Probability of a Path¶
What's the probability of the path 1, 1, 2, 1, 2? That's the path $X_0 = 1, X_1 = 1, X_2 = 2, X_3 = 1, X_4 = 2$. We know that the chain is starting at 1, so the chance of the path is
$$ 1 \cdot P(1, 1)P(1, 2)P(2, 1)P(1, 2) = 0.5 \times 0.25 \times 0.25 \times 0.25 = 0.0078125 $$The method prob_of_path
takes the initial distribution and path as its arguments, and returns the probability of the path:
circle_walk.prob_of_path(initial, [1, 1, 2, 1, 2])
Distribution of $X_n$¶
Remember that the chain starts at 1. So $P_0$, the distribution of $X_0$ is:
initial
We know that $P_1$ must place probability 0.5 at Point 1 and 0.25 each the points 2 and 5. This is confirmed by the distribution
method that applies to a MarkovChain object. Its first argument is the initial distribution, and its second is the number of steps $n$. It returns a distribution object that is the distribution of $X_n$.
P_1 = circle_walk.distribution(initial, 1)
P_1
What's the probability that the chain is has value 3 at time 2? That's $P_2(3)$ which we can calculate by conditioning on $X_1$:
$$ P_2(3) = \sum_{i=1}^5 P_1(i)P(i, 3) $$The distribution of $X_1$ is $P_1$, given above. Here are those probabilities in an array:
P_1.column('Probability')
The 3
column of the transition matrix gives us, for each $i$, the chance of getting from $i$ to 3 in one step.
circle_walk.column('3')
So the probability that the chain has the value 3 at time 2 is $P_2(3)$ which is equal to:
sum(P_1.column('Probability')*circle_walk.column('3'))
Similarly, $P_2(2)$ is equal to:
sum(P_1.column('Probability')*circle_walk.column('2'))
And so on. The distribution
method finds all these probabilities for us.
P_2 = circle_walk.distribution(initial, 2)
P_2
At time 3, the chain continues to be much more likely to be at 1, 2, or 5 compared to the other two states. That's because it started at Point 1 and is lazy.

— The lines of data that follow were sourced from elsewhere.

PR #3525, opened 2026-01-29
[Project Solar / Phase 1 / Migration] `Accordion` "carbonization"

didoo:
### :pushpin: Summary

This PR intends to finalize the "carbonization" of the `Accordion` component.

In this PR I have:

- added component-level design tokens for the `Accordion` component
- updated the CSS files/styles for the `Accordion` component
- implemented the “carbonized” page for the `Accordion` component
- re-generated files in output

 👉 **Preview**: https://hds-showcase-git-project-solar-phase-1hds-5977-59b9bd-hashicorp.vercel.app/carbonization/components/accordion

#### Variants

Despite the apparent simplicity of the component, its "carbonization" involved **around 720 "variants" to consider/check** 😱! This back-of-the-envelope number comes out of this combinatorial calculation: (1 + 4 `modes` ) × (2 variants `card/flush`) × (3 sizes) × (2 `open/closed` states) × (3 variants `base` / `contains interactive` /  `is static`) × (4 interactive states `default/hover/active/focus`). Result: 🤯

### :link: External links

Jira ticket: https://hashicorp.atlassian.net/browse/HDS-5977

***

<details>

</details>


LilithJames-HDS:
Thanks @didoo! A couple nitpicks but this looks great

- The left and right padding should match in all the variants, currently it seems that the right padding on all the variants matches the top and bottom values instead (except for in the Large variants)
- The .ItemButton in Figma is a unique component that shares a close appearance with the DismissButton whereas the one used here appears more like the Button secondary variant

packages/tokens/src/products/shared/accordion.json
```diff
@@ -0,0 +1,420 @@
...
+                "cds-g10": "16",
+                "cds-g90": "16",
+                "cds-g100": "16"
+              }
+            }
+          }
+        }
+      },
+      "content": {
+        "padding": {
```
dchyun, line 318: [Question][Design] For the `item.content.padding` we are using a large top padding of 4px and a large bottom padding of 16px and the other sizes go down from these. The Carbon accordion uses 8px top padding and 24px bottom. Was it intentional not to align to this at least for the large size? 

Image

Image

showcase/app/components/page-carbonization/components/accordion/index.gts
```diff
@@ -0,0 +1,509 @@
...
+                <cds-accordion-item title="Nested item two/2">
+                  <ShwPlaceholder @text="generic content" @height="40" />
+                </cds-accordion-item>
+              </cds-accordion>
+            </cds-accordion-item>
+          </cds-accordion>
+        </:reference>
+      </ShwCarbonizationComparisonGrid>
+
+      {{!-- <ShwCarbonizationComparisonGrid>
```
dchyun: [todo] Can this commented section be removed?

showcase/app/components/page-carbonization/components/accordion/index.gts
```diff
@@ -0,0 +1,509 @@
...
+
+    <ShwTextH3>Rich content</ShwTextH3>
+
+    {{#each TYPES as |type|}}
+      <ShwCarbonizationComparisonGrid
+        @label="{{capitalize type}} with rich content in toggle"
+      >
+        <:theming>
+          <HdsAccordion @type={{type}} as |A|>
+            <A.Item @isOpen={{true}}>
```
dchyun:
```suggestion
            <A.Item @isOpen={{true}} @containsInteractive={{true}}>
```
[Issue] Adding links inside the accordion titles is only allowed when `containsInteractive` is true. Can update this example to reflect this.

showcase/app/components/page-carbonization/components/accordion/index.gts
```diff
@@ -0,0 +1,509 @@
...
+            <ShwCarbonizationComparisonGrid
+              @label={{state}}
+              @hideThemeLabels={{true}}
+              @hideCarbonLabels={{true}}
+            >
+              <:theming>
+                <ShwFlex @direction="column" as |SF|>
+                  {{#each booleans as |isOpen|}}
+                    <SF.Item>
+                      <HdsAccordionItem
```
dchyun, line 408: [Issue] For the active and hover mock states on the Card, those aren't being shown for the Carbon theme. They are present for the HDS theme.

Image

packages/components/src/styles/components/accordion.scss
dchyun:
```suggestion
    transform: rotate(180deg);
```
[Suggestion][Nit] The chevron icon on the Carbon component rotates the opposite of HDS. It rotates clockwise going from closed to open. We could add a carbon only mixin here to align to that.

packages/components/src/styles/components/accordion.scss
```diff
@@ -111,19 +152,15 @@
...
 .hds-accordion-item__button {
   padding: 0;
 
-  &:hover {
-    cursor: pointer;
-  }
-
   .hds-icon {
     @media (prefers-reduced-motion: no-preference) {
       transition: transform 0.3s;
```
dchyun:
```suggestion
      transition: transform 0.11s cubic-bezier(0.2, 0, 0.38, 0.9);
```
[Suggestion][Nit] The Carbon component has a slightly different animation timing. We could align to that in a carbon only mixin. 

Image

packages/components/src/styles/components/accordion.scss
```diff
@@ -198,15 +249,31 @@
   }
 }
 
-// Adjust content padding and border for nested flush accordions
+// NESTED ACCORDIONS
+// We need to adjust content padding and border for nested  accordions
 
 .hds-accordion-item--type-flush .hds-accordion-item__content:has(> .hds-accordion--type-flush) {
```
dchyun, line 268: [Suggestion] This existing style removes the top and bottom padding of the outer most accordion item content when a flush is used inside a flush. Since in Carbon themes both the card and flush styles look like flush, we should make a similar adjustment for any time accordions are nested.

Currently for both the card and mixed nested examples there is a padding gap between the outermost accordion and the inner ones. The nested flush does not have this problem. For carbon themes this results in visually identical nested accordions having different hover treatments

Nested flush
Image

Nested mixed / card

Image

packages/components/src/styles/components/accordion.scss
```diff
@@ -17,90 +20,128 @@
...
   &.hds-accordion--size-large {
-    gap: 12px;
+    gap: var(--token-accordion-card-gap-large);
   }
 }
 
-// ACCORDION ITEM COMPONENT (nested child)
+// ACCORDION ITEM > VARIANTS MAPPINGS
 
 .hds-accordion-item--size-small {
```
dchyun: [Suggestion] Could we simplify these size tokens to use a loop?

```
$hds-accordion-sizes: ("small", "medium", "large");

@each $size in $hds-accordion-sizes {
  .hds-accordion-item--size-#{$size} {
    --hds-accordion-item-toggle-padding-top: var(--token-accordion-item-toggle-padding-top-#{$size});
    --hds-accordion-item-toggle-padding-right: var(--token-accordion-item-toggle-padding-right-#{$size});
    --hds-accordion-item-toggle-padding-bottom: var(--token-accordion-item-toggle-padding-bottom-#{$size});
    --hds-accordion-item-toggle-padding-left: var(--token-accordion-item-toggle-padding-left-#{$size});
    --hds-accordion-item-toggle-gap: var(--token-accordion-item-toggle-gap-#{$size});
    --hds-accordion-item-toggle-icon-size: var(--token-accordion-item-toggle-icon-size-#{$size});
    --hds-accordion-item-content-padding-top: var(--token-accordion-item-content-padding-top-#{$size});
    --hds-accordion-item-content-padding-right: var(--token-accordion-item-content-padding-right-#{$size});
    --hds-accordion-item-content-padding-bottom: var(--token-accordion-item-content-padding-bottom-#{$size});
    --hds-accordion-item-content-padding-left: var(--token-accordion-item-content-padding-left-#{$size});
  }
}
```

packages/tokens/src/products/shared/accordion.json
```diff
@@ -0,0 +1,420 @@
...
+              "$value": "{color.surface.primary}",
+              "$modes": {
+                "default": "{color.surface.primary}",
+                "cds-g0": "transparent",
+                "cds-g10": "transparent",
+                "cds-g90": "transparent",
+                "cds-g100": "transparent"
+              }
+            },
+            "hover": {
```
dchyun: [Suggestion] For the `item.{card/flush}.surface.color.{default/hover}` would it make sense to put them under `item.{card/flush}.toggle.color.{default/hover}` since the hover state is only related to the toggle not the whole item?

packages/tokens/src/products/shared/accordion.json
```diff
@@ -0,0 +1,420 @@
...
+        "surface": {
+          "color": {
+            "default": {
+              "$type": "color",
+              "$value": "transparent"
+            },
+            "hover": {
+              "$type": "color",
+              "$value": "{color.surface.interactive-hover}",
+              "$modes": {
```
dchyun:
```suggestion
```
[todo] The alias for `interactive-hover` in the Carbon themes is `layerHover01` so you don't need modes here. Could even just use that semantic token directly in the sass.

packages/tokens/src/products/shared/accordion.json
```diff
@@ -0,0 +1,420 @@
...
+            }
+          }
+        },
+        "icon": {
+          "size": {
+            "small": {
+              "$type": "dimension",
+              "$value": "16",
+              "unit": "px",
+              "$modes": {
```
dchyun:
```suggestion
```
[todo] Can we remove the modes here since the value is the same for HDS and Carbon

dchyun (commented):
Think I got through all 720 😅. Looking really good, mostly some small comments.

showcase/app/components/page-carbonization/components/accordion/index.gts
didoo: Yes. Removed

showcase/app/components/page-carbonization/components/accordion/index.gts
didoo: Yeah, makes sense. Added.

packages/components/src/styles/components/accordion.scss
didoo: Good idea, I've added themed design tokens for this.

packages/components/src/styles/components/accordion.scss
didoo: Good idea, I've added themed design tokens for this.

showcase/app/components/page-carbonization/components/accordion/index.gts
didoo: What do you mean? there is no equivalent `carbon/***` examples? in that case it's intentional, to simplify the showcasing, so it's easier to compare the different variants (in any case, there are no mock states for the Carbon components, so there would be nothing to compare with)

packages/components/src/styles/components/accordion.scss
didoo: excellent idea, done

packages/tokens/src/products/shared/accordion.json
didoo: removed `$modes` but kept the token for consistency with the other variant (card)

packages/tokens/src/products/shared/accordion.json
didoo: yeah, probably some leftover. nice catch

packages/tokens/src/products/shared/accordion.json
didoo: @LilithJames-HDS 👆

packages/tokens/src/products/shared/accordion.json
didoo: OK, I actually decided to simplify things and remove the tokens for the surface colors and use a combination of semantic surface colors (where needed, not many places) and `hds-apply-only-if-carbon`. Have a look and let me know what you think.

packages/components/src/styles/components/accordion.scss
didoo: I _think_ I've fixed this, have a look

didoo:
> * The left and right padding should match in all the variants, currently it seems that the right padding on all the variants matches the top and bottom values instead (except for in the Large variants)

@LilithJames-HDS ~~let me double check~~ OK, I've checked and is more complex than I realized. Let's discuss during our sync today

> * The .ItemButton in Figma is a unique component that shares a close appearance with the DismissButton whereas the one used here appears more like the Button secondary variant

@LilithJames-HDS can you be more specific? I checked and also in code is a custom element (not an Hds Button instance, I mean) and the different colors for the different states look the same as in Figma 🤔

packages/components/src/styles/components/accordion.scss
```diff
@@ -111,22 +129,27 @@
...
+  width: var(--hds-accordion-item-toggle-icon-size);
+  height: var(--hds-accordion-item-toggle-icon-size);
   padding: 0;
 
-  &:hover {
-    cursor: pointer;
+  // animate `chevron-down` icon
+  &.hds-accordion-item__button--is-open {
+    .hds-icon {
+      transform: rotate(var(--token-accordion-item-toggle-icon-transform-rotate));
```
dchyun, line 151: [todo] I think the tokens build needs to be re-run. Animation tokens coming up as undefined

Image

showcase/app/components/page-carbonization/components/accordion/index.gts
dchyun: This wasn't related to there being no carbon equivalent. I don't think the mock state is being applied on the carbon themed HDS component correctly.

The hover state for the carbon theme has a grey background
Screenshot 2026-06-11 at 9 52 11 AM

What I would expect to see for the `AccordionItem` mock hover state would be this
Screenshot 2026-06-11 at 9 52 20 AM

But right now it looks like this
Screenshot 2026-06-11 at 9 52 16 AM

packages/components/src/styles/components/accordion.scss
dchyun: Still seeing a gap in the non-flush nested examples. There may be some further nuances with this. Can discuss at the sync today.

Screenshot 2026-06-11 at 9 56 43 AM

packages/components/src/styles/components/accordion.scss
didoo: Damn! I cleanup up all the commits, and forgot to re-run the build steps. Check now

packages/components/src/styles/components/accordion.scss
didoo: (the CDS version also has a gap, that's why it's there)

dchyun: Yeah I just noticed that, so should the flush + flush nested accordion have that gap as well? Since it's visually the same as the card + card or mixed accordions for Carbon.

Screenshot 2026-06-11 at 10 32 14 AM

showcase/app/components/page-carbonization/components/accordion/index.gts
didoo: I think now is fixed (🤞)

PS: I've refactored a non trivial amount of code, so now something else may have blown up, please double check

didoo:
@dchyun this should be ready now for re-review

packages/components/src/styles/components/accordion.scss
```diff
@@ -198,15 +262,34 @@
   }
 }
 
-// Adjust content padding and border for nested flush accordions
+// NESTED ACCORDIONS
```
dchyun, line 265: [Issue?] For the nested flush + flush there is a design difference between it any every other nested combo. (The issue with the gap below it is fixed now.) For the flush + flush the outermost accordion has a full-width bottom border. In the other instances there is no bottom border for the outermost accordion.

Not sure which should be considered the design we should align them all too.

**Flush + flush**

Image

**Card + card & Mixed**

Image

dchyun (approved):
See one design issue, but approving if we want to address that in a follow up PR

packages/components/src/styles/components/accordion.scss
dchyun: If we want to align to Carbon we should follow the version with no border under the top accordion item, but a border top on the first nested item.

didoo: My understanding is that they have different borders depending on the type (flush or not):

screenshot_6552

I doubt it's intentional, so we could consider this a minor issue, that doesn't need to be fixed since our way of treating borders is at least consistent:

accordion

So, I am going to merge the PR, and if we find that we want to make changes, we can always have follow-up PRs.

P_3 = circle_walk.distribution(initial, 3)
P_3
But by time 10, something interesting starts to emerge.
P_10 = circle_walk.distribution(initial, 10)
P_10
The chain is almost equally likely to be at any of the five states. By time 50, it seems to have completely forgotten where it started, and is distributed uniformly on the state space.

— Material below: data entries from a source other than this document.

PR #3649, opened 2026-02-25
Add Composite component

zamoore:
### :pushpin: Summary

If merged, this PR adds a new `HdsComposite` component that provides accessible keyboard navigation (roving tabindex) for composite widget patterns such as toolbars, listboxes, and 2D grids. This will be used as a foundational building block for keyboard navigation in the `AdvancedTable` component.

The Composite component implements the [WAI-ARIA Composite](https://www.w3.org/WAI/ARIA/apg/patterns/) keyboard navigation pattern using a modifier-based API. It yields three modifiers via a contextual hash:

- `{{c.composite}}` - Applied to the container element. Listens for keydown events and manages the composite's `tabindex` when no item is active.
- `{{c.item}}` - Applied to each navigable item. Manages roving `tabindex` (`0` for active, `1` for inactive), `data-active-item` attribute, and `aria-disabled`. Accepts an optional `disabled` named argument.
- `{{c.group}}` - Applied to row/group containers to enable 2D grid navigation.

#### Supported features:

- `@orientation` - `"horizontal"`, `"vertical"`, or omitted for both axes. Controls which arrow keys are active.
- `@loop` - `true` (all axes), `"horizontal"`, or `"vertical"`. Wraps focus from last to first (or vice versa) within the axis.
- `@wrap` - `true`, `"horizontal"`, or `"vertical"`. In 2D grids, overflows navigation into adjacent rows/columns.
- @defaultCurrentId` - Pre-selects a specific item or explicitly sets no active item (`null`).

##### 2D grid navigation
When groups are present and no `@orientation` is set, switches to 2D mode with `ArrowLeft`/`ArrowRight` within rows, `ArrowUp`/`ArrowDown` across rows, `Home`/`End` for row edges, `Ctrl+Home`/`Ctrl+End` for grid edges, and `PageUp`/`PageDown` for column edges.

### :link: External links

Jira ticket: [HDS-6131](https://hashicorp.atlassian.net/browse/HDS-6131)

***

<details>

</details>

[HDS-6131]: https://hashicorp.atlassian.net/browse/HDS-6131?atlOrigin=eyJpIjoiNWRkNTljNzYxNjVmNDY3MDlhMDU5Y2ZhYzA5YTRkZjUiLCJwIjoiZ2l0aHViLWNvbS1KU1cifQ


.changeset/wide-aliens-count.md
```diff
@@ -0,0 +1,7 @@
+---
+"@hashicorp/design-system-components": minor
+---
+
+<!-- START components/composite -->
+`Composite` - Added new component that provides accessible keyboard navigation (roving tabindex) for composite widget patterns such as toolbars, listboxes, and 2D grids.
```
shleewhite:
```suggestion
`Composite` - Added new component that provides accessible arrow key keyboard navigation for complex components such as Tabs and AdvancedTable.
```

Just to make the changeset clearer on why were doing this for to consumers.

packages/components/src/components/hds/composite/index.gts
```diff
@@ -0,0 +1,369 @@
...
+    }
+
+    this._syncCompositeElement();
+  }
+
+  private _syncItemElement(item: HdsCompositeItem): void {
+    const element = item.element;
+    const isCurrent = item.id === this._currentId;
+
+    if (item.disabled === true) {
```
shleewhite, line 275: Suggestion: I think something could be improved about how this handles disabled items... 


aria-disabled doesn't make the item not tabbable or look greyed out.

I also noticed that in the showcase for interactive elements, you're kind of setting disabled twice:

```
<HdsButton {{c.item disabled=true}} disabled @text="Disabled" />
```

might be better to have composite be the source of truth here and make this function set both `aria-disabled` and the actual `disabled` attribute and then you don't need to also set it in the showcase example.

P_50 = circle_walk.distribution(initial, 50)
P_50
As time passes, this chain gets "all mixed up", regardless of where it started. That is perhaps not surprising as the transition probabilities are symmetric over the five states. Let's see what happens when we cut the circle between Points 1 and 5 and lay it out in a line.
Reflecting Random Walk¶
The state space and transition probabilities remain the same, except when the chain is at the two "edge" states.
- If the chain is at Point 1, then at the next step it either stays there or moves to Point 2 with equal probability: $P(1, 1) = 0.5 = P(1, 2)$.
- If the chain is at Point 5, then at the next step it either stays there or moves to Point 4 with equal probability: $P(5, 5) = 0.5 = P(5, 4)$.
We say that there is reflection at the boundaries 1 and 5.
def ref_walk_probs(i, j):
if i-j == 0:
return 0.5
elif 2 <= i <= 4:
if abs(i-j) == 1:
return 0.25
else:
return 0
elif i == 1:
if j == 2:
return 0.5
else:
return 0
elif i == 5:
if j == 4:
return 0.5
else:
return 0
trans_tbl = Table().states(s).transition_function(ref_walk_probs)
refl_walk = trans_tbl.toMarkovChain()
print('Transition Matrix')
refl_walk
Let the chain start at Point 1 as it did in the last example. That initial distribution was defined as initial
. At time 1, therefore, the chain is either at 1 or 2, and at times 2 and 3 it is likely to still be around 1.
refl_walk.distribution(initial, 1)
refl_walk.distribution(initial, 3)
But by time 20, the distribution is settling down:
refl_walk.distribution(initial, 20)
And by time 100 it has settled into what is called its steady state.
refl_walk.distribution(initial, 100)
This steady state distribution isn't uniform. But it is steady. If you increase the amount of time for which the chain has run, you get the same distribution for the value of the chain at that time.
That's quite remarkable. In the rest of this chapter, we will look more closely at what's going on.